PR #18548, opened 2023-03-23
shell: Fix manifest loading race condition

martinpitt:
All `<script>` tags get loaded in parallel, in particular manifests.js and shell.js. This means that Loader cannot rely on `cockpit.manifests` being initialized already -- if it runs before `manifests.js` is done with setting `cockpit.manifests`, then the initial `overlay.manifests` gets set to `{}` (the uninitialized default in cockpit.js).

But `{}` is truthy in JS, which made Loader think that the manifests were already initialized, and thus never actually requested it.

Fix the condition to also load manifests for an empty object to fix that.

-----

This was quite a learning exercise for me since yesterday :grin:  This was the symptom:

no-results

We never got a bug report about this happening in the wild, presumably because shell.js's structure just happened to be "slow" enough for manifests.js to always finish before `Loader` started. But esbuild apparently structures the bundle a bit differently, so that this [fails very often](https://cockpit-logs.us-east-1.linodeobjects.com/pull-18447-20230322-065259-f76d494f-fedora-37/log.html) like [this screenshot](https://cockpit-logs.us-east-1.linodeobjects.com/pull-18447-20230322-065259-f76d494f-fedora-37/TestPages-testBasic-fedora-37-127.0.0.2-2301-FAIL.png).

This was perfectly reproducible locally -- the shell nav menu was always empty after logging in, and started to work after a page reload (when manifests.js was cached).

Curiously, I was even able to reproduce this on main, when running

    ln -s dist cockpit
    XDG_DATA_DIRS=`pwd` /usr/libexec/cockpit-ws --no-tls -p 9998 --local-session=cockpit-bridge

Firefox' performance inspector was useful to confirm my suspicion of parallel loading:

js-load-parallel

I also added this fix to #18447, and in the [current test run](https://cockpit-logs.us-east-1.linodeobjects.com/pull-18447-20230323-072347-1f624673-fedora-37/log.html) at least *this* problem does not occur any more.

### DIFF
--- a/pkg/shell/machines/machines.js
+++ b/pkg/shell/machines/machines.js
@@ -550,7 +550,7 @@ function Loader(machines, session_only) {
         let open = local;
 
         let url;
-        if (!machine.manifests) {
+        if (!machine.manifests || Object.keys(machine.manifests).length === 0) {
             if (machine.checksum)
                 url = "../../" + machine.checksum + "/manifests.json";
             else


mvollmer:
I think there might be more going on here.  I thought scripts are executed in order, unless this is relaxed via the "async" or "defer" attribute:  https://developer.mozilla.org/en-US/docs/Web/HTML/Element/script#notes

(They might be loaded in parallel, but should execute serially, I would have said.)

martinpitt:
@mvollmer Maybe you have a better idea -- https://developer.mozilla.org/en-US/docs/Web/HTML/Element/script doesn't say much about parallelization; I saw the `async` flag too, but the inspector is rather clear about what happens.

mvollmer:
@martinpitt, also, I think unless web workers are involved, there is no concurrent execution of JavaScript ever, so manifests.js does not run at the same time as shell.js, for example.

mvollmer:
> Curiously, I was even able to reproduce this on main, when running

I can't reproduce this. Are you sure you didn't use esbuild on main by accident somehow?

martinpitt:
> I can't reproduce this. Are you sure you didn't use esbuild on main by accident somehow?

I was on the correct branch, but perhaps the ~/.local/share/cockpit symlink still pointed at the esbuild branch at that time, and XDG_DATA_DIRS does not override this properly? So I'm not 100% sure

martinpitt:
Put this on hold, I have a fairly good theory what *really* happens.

#### [ABOUT THIS EXERCISE]
Return the data in full, exactly as it appears above.

#### [EXERCISE RESULT]
PR #18548, opened 2023-03-23
shell: Fix manifest loading race condition

martinpitt:
All `<script>` tags get loaded in parallel, in particular manifests.js and shell.js. This means that Loader cannot rely on `cockpit.manifests` being initialized already -- if it runs before `manifests.js` is done with setting `cockpit.manifests`, then the initial `overlay.manifests` gets set to `{}` (the uninitialized default in cockpit.js).

But `{}` is truthy in JS, which made Loader think that the manifests were already initialized, and thus never actually requested it.

Fix the condition to also load manifests for an empty object to fix that.

-----

This was quite a learning exercise for me since yesterday :grin:  This was the symptom:

no-results

We never got a bug report about this happening in the wild, presumably because shell.js's structure just happened to be "slow" enough for manifests.js to always finish before `Loader` started. But esbuild apparently structures the bundle a bit differently, so that this [fails very often](https://cockpit-logs.us-east-1.linodeobjects.com/pull-18447-20230322-065259-f76d494f-fedora-37/log.html) like [this screenshot](https://cockpit-logs.us-east-1.linodeobjects.com/pull-18447-20230322-065259-f76d494f-fedora-37/TestPages-testBasic-fedora-37-127.0.0.2-2301-FAIL.png).

This was perfectly reproducible locally -- the shell nav menu was always empty after logging in, and started to work after a page reload (when manifests.js was cached).

Curiously, I was even able to reproduce this on main, when running

    ln -s dist cockpit
    XDG_DATA_DIRS=`pwd` /usr/libexec/cockpit-ws --no-tls -p 9998 --local-session=cockpit-bridge

Firefox' performance inspector was useful to confirm my suspicion of parallel loading:

js-load-parallel

I also added this fix to #18447, and in the [current test run](https://cockpit-logs.us-east-1.linodeobjects.com/pull-18447-20230323-072347-1f624673-fedora-37/log.html) at least *this* problem does not occur any more.

### DIFF
--- a/pkg/shell/machines/machines.js
+++ b/pkg/shell/machines/machines.js
@@ -550,7 +550,7 @@ function Loader(machines, session_only) {
         let open = local;
 
         let url;
-        if (!machine.manifests) {
+        if (!machine.manifests || Object.keys(machine.manifests).length === 0) {
             if (machine.checksum)
                 url = "../../" + machine.checksum + "/manifests.json";
             else


mvollmer:
I think there might be more going on here.  I thought scripts are executed in order, unless this is relaxed via the "async" or "defer" attribute:  https://developer.mozilla.org/en-US/docs/Web/HTML/Element/script#notes

(They might be loaded in parallel, but should execute serially, I would have said.)

martinpitt:
@mvollmer Maybe you have a better idea -- https://developer.mozilla.org/en-US/docs/Web/HTML/Element/script doesn't say much about parallelization; I saw the `async` flag too, but the inspector is rather clear about what happens.

mvollmer:
@martinpitt, also, I think unless web workers are involved, there is no concurrent execution of JavaScript ever, so manifests.js does not run at the same time as shell.js, for example.

mvollmer:
> Curiously, I was even able to reproduce this on main, when running

I can't reproduce this. Are you sure you didn't use esbuild on main by accident somehow?

martinpitt:
> I can't reproduce this. Are you sure you didn't use esbuild on main by accident somehow?

I was on the correct branch, but perhaps the ~/.local/share/cockpit symlink still pointed at the esbuild branch at that time, and XDG_DATA_DIRS does not override this properly? So I'm not 100% sure

martinpitt:
Put this on hold, I have a fairly good theory what *really* happens.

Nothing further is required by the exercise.